Rutgers is on the 'NIH Roadmap'


NEW BRUNSWICK/PISCATAWAY, N.J. The National Institutes of Health (NIH) has awarded more than $4 million in three grants to partnerships involving institutes and centers at Rutgers, The State University of New Jersey, and the University of Medicine and Dentistry of New Jersey (UMDNJ). The grants are funded through the "NIH Roadmap" program, a series of initiatives designed to accelerate biomedical research in the 21st century.

NIH Director Elias A. Zerhouni devised the road map concept to identify major opportunities and gaps in biomedical research and address them in ways to make the biggest impact on the progress of medical research. A crucial element in this approach is interdisciplinary collaboration and research encouraged and promoted by NIH.

"We have made remarkable progress in medical research in recent decades, and NIH-led research has changed the landscape of many diseases," Zerhouni said. "However, very real and very urgent needs remain. NIH is now drawing all fields of science together in a concerted effort to meet these challenges head-on."

In this spirit, one of the new grants was awarded to a group of 34 Rutgers and UMDNJ faculty members from the BioMaPS (Biological, Mathematical, and Physical Sciences interfaces) Institute for Quantitative Biology; the Cancer Institute of New Jersey; the Northeast Structural Genomics Consortium (NESG); and the Research Collaboratory for Structural Bioinformatics/Protein Data Bank (PDB). Two million dollars over five years will support the training of graduate students and post-doctoral fellows in the new, interdisciplinary field of proteomics the study of the ever-changing complement of proteins that direct the activities of living cells.

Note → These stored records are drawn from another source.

PR #36817, opened 2019-07-11
parse5: more strict typings for getParentNode

yavanosta:
Please fill in this template.

- [x] Provide a URL to documentation or source code which provides context for the suggested changes: [here](https://github.com/inikulin/parse5/blob/master/packages/parse5/lib/tree-adapters/default.js)

As `DefaultTreeParentNode` was extracted, it's great idea to have `DefaultTreeChildNode`. It makes possible add more strict typings for `getParentNode`.

### DIFF
--- a/types/parse5/index.d.ts
+++ b/types/parse5/index.d.ts
@@ -139,6 +139,16 @@ export interface DefaultTreeParentNode extends DefaultTreeNode {
 }
 
 /**
+ * Default tree adapter ChildNode interface.
+ */
+export interface DefaultTreeChildNode extends DefaultTreeNode {
+    /**
+     * Parent node.
+     */
+    parentNode: DefaultTreeParentNode;
+}
+
+/**
  * Default tree adapter DocumentType interface.
  */
 export interface DefaultTreeDocumentType extends DefaultTreeNode {
@@ -187,7 +197,7 @@ export interface DefaultTreeDocumentFragment extends DefaultTreeParentNode {
 /**
  * Default tree adapter Element interface.
  */
-export interface DefaultTreeElement extends DefaultTreeParentNode {
+export interface DefaultTreeElement extends DefaultTreeChildNode, DefaultTreeParentNode {
     /**
      * The name of the node. Equals to element {@link tagName}.
      */
@@ -205,10 +215,6 @@ export interface DefaultTreeElement extends DefaultTreeParentNode {
      */
     attrs: Attribute[];
     /**
-     * Parent node.
-     */
-    parentNode: DefaultTreeParentNode;
-    /**
      * Element source code location info. Available if location info is enabled via {@link ParserOptions}.
      */
     sourceCodeLocation?: ElementLocation;
@@ -217,7 +223,7 @@ export interface DefaultTreeElement extends DefaultTreeParentNode {
 /**
  * Default tree adapter CommentNode interface.
  */
-export interface DefaultTreeCommentNode extends DefaultTreeNode {
+export interface DefaultTreeCommentNode extends DefaultTreeChildNode {
     /**
      * The name of the node.
      */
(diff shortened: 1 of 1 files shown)


types/parse5/index.d.ts
```diff
@@ -264,6 +262,11 @@ export interface DefaultTreeTextNode extends DefaultTreeNode {
  * Cast to the actual AST interface (e.g. {@link parse5.DefaultTreeNode}) to get access to the properties.
  */
 export type Node = DefaultTreeNode | object;
+/**
+ * Generic ChildNode interface.
+ * Cast to the actual AST interface (e.g. {@link parse5.DefaultTreeChildNode}) to get access to the properties.
+ */
+export type ChildNode = DefaultTreeChildNode | object;
```
andrewbranch: This all looks reasonable given the types already defined here, but nothing is _actually_ stricter because of this, right? Because `DefaultTreeChildNode | object` reduces to just `object` (unless the union is being used to check a fresh object literal, in which case it operates a little differently).

andrewbranch (commented):
Looks fine, but I’m super curious if you could expound a little on what effect this actually has. I’m not familiar with parse5 but I’m familiar with parsers and ASTs in general, and would love to see a motivating example. (In fact, maybe the best place for an example would be the tests—add something that demonstrates the effect of this change and I can approve 👍)

types/parse5/index.d.ts
Yavanosta: Oh @andrewbranch i'm sorry, I had a lot of work to do on my main job, so completely forgot about this PR and now received the notification about it's merge.

The main idea is that:
1. now you can't pass `DefaultTreeDocumentType`  to `getParentNode`
2. now you have a generic type for all nodes that could have parent.

One more thing I have to fix here is type `childNodes`  property in `DefaultTreeParentNode` as `DefaultTreeChildNode` so this give an ability to write node traversal code like `node.childNodes[0].parentNode` (which return same node).

andrewbranch: > now you can't pass DefaultTreeDocumentType to getParentNode

But that’s not true. You can pass literally any object type, because that’s what `object` means.

image

All these `| object` basically make all the other typings meaningless. I merged this because that was already the case for _everything_ in these typings, but if you want to fix them in the future, you need to get rid of those union types.

andrewbranch: And by the way, if you intend to ensure that, e.g., “now you can't pass DefaultTreeDocumentType to getParentNode,” you should add that as a test case with `// $ExpectError`, so you (and reviewers here) don’t have to guess at what the effect of a PR is.

gribnoysup: @andrewbranch thank you so much for this comment, I'm not that familiar with `ts` and I was banging my head on this for a long time.

Do you see any reason why the `| object` is even there? Can it be removed? Not only it creates the case that you described in https://github.com/DefinitelyTyped/DefinitelyTyped/pull/36817/files#r305446160, but using these typedefs is completely meaningless as typescript always thinks that anything returned by parser is just `object` with no interface props available 😭 

image

andrewbranch: Sorry, I'm not familiar enough with parse5 to know if this would break anyone or not :/

It definitely seems wrong, but it's possible that it's wrong for a _reason_. This is kind of a weird package because the JS is used by millions of people every day (it’s a dependency of jsdom, notably), but relatively few people are depending on the types. Still, the types package has some popular-ish dependencies, so my advice would be to test whether your changes break some of the more popular ones there: https://www.npmjs.com/browse/depended/@types/parse5

A quick sampling shows these are fairly popular:

- dom5
- polymer-analyzer
- polyserve

gribnoysup: Thanks for some guidance! I'll try looking into it!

Understanding protein structure, function and interactions can lead to an understanding of the molecular basis of disease. Principal investigator Ronald Levy, co-director of the BioMaPS Institute, and co-principal investigators Gaetano Montelione, director of the NESG, and Helen Berman, director of the PDB, along with other faculty members, will be involved in administering the training grant. The grant will be based at the BioMaPS Institute.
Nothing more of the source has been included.